■ **Data to process**

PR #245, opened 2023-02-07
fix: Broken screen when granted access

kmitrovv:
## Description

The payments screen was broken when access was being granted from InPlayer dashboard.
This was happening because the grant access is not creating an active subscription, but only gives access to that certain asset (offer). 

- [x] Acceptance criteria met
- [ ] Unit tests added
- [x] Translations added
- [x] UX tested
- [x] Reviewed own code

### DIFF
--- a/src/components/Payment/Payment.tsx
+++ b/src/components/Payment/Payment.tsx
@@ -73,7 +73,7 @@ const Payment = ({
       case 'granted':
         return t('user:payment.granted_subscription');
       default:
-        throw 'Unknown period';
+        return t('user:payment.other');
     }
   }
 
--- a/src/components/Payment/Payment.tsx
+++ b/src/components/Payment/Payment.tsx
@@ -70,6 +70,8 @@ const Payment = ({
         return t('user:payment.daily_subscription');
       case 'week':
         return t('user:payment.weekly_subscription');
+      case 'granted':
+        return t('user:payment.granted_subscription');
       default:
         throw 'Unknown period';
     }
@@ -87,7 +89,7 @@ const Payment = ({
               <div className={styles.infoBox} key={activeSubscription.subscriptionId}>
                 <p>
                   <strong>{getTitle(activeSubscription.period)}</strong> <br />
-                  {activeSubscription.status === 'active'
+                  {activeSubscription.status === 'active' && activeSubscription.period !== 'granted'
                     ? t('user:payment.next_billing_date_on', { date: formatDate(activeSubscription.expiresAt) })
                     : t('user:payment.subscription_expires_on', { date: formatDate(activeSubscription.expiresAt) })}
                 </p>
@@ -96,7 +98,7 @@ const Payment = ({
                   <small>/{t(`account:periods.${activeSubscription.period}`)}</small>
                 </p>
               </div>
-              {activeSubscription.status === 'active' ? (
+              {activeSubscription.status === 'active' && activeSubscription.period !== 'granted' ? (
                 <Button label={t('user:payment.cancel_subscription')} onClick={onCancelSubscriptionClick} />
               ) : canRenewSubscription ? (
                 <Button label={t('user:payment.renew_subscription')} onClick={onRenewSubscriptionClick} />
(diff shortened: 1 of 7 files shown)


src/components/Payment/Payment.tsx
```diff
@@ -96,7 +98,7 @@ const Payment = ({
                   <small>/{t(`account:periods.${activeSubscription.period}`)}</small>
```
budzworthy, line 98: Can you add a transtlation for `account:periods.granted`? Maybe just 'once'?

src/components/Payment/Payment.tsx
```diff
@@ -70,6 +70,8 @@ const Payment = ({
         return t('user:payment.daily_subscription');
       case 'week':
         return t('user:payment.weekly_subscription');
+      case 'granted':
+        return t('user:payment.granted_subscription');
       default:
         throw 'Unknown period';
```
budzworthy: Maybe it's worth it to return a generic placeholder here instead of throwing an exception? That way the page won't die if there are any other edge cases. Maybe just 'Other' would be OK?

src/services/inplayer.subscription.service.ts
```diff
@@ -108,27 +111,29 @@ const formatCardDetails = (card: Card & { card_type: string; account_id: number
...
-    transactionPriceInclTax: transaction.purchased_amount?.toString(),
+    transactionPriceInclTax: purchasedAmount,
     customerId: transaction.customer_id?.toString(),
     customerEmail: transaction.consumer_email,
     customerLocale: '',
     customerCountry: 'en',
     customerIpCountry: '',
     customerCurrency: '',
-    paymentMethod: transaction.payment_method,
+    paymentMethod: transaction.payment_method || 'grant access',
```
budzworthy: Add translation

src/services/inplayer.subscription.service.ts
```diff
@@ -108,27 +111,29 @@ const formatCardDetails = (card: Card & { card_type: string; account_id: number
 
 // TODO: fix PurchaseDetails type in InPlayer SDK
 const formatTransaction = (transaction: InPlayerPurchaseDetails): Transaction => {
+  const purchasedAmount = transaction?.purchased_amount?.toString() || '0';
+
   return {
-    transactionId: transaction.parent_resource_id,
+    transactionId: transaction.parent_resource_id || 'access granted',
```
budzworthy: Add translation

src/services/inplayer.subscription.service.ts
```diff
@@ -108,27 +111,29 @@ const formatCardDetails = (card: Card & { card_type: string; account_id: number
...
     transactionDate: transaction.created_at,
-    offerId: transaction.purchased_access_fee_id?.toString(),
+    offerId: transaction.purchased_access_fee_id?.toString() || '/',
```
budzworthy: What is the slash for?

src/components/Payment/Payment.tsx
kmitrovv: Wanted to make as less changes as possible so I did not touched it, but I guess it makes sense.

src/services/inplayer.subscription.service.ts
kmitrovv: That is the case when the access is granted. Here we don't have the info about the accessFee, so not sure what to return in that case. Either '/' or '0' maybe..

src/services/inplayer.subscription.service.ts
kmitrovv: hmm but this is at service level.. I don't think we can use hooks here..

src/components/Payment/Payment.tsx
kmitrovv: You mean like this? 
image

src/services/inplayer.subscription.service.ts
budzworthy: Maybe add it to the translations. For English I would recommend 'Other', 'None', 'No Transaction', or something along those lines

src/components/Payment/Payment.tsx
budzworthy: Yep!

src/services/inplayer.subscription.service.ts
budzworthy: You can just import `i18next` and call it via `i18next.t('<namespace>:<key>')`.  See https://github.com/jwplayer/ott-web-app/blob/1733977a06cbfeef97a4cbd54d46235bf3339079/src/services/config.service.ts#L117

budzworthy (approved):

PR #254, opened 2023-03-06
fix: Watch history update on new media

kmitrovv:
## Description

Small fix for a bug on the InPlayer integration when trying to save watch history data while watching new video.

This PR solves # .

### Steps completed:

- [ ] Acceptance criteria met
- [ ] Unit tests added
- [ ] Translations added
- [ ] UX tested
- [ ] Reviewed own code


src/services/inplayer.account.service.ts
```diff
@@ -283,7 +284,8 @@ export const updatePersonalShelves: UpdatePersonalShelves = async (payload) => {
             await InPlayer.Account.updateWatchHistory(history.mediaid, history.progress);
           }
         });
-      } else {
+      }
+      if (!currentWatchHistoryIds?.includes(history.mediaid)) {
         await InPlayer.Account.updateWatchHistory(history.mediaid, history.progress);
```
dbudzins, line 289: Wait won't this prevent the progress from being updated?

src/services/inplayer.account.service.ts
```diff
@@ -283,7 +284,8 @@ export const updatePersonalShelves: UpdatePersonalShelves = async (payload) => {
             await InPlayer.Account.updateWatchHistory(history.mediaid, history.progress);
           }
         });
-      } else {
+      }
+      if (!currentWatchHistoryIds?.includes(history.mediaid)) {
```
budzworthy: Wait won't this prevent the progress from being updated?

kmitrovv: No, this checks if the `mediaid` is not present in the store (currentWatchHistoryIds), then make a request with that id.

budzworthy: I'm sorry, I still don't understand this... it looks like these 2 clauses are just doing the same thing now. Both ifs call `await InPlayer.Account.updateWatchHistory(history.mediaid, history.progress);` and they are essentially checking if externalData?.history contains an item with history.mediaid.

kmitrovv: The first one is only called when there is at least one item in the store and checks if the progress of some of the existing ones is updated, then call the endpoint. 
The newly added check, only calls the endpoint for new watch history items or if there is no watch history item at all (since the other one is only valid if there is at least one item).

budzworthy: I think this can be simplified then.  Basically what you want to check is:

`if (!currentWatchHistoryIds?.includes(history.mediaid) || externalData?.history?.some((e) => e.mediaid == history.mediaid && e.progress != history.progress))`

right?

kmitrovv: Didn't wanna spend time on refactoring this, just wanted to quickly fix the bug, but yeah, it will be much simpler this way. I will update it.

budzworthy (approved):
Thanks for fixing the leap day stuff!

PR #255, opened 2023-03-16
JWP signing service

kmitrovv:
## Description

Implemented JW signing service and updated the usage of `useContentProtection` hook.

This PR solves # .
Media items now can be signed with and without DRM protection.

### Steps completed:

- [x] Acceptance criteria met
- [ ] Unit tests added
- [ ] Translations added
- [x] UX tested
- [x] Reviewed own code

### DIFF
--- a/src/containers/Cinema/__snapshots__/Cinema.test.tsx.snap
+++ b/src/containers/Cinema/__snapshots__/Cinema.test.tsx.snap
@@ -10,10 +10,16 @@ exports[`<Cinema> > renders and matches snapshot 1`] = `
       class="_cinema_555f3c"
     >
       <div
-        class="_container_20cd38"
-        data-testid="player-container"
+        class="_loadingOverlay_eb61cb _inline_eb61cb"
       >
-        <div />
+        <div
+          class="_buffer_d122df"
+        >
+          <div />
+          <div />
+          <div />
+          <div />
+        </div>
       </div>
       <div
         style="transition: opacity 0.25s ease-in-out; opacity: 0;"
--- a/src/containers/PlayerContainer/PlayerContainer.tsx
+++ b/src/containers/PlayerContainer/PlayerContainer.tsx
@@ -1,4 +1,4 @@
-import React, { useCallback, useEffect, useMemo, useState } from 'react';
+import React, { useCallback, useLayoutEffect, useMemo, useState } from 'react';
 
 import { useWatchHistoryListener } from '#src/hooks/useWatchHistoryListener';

■ **Exercise instructions**
Retype the first line of the entries and every line after it, please, through the line that contains "The payments screen". Add nothing.

■ **Expected answer**
PR #245, opened 2023-02-07
fix: Broken screen when granted access

kmitrovv:
## Description

The payments screen was broken when access was being granted from InPlayer dashboard.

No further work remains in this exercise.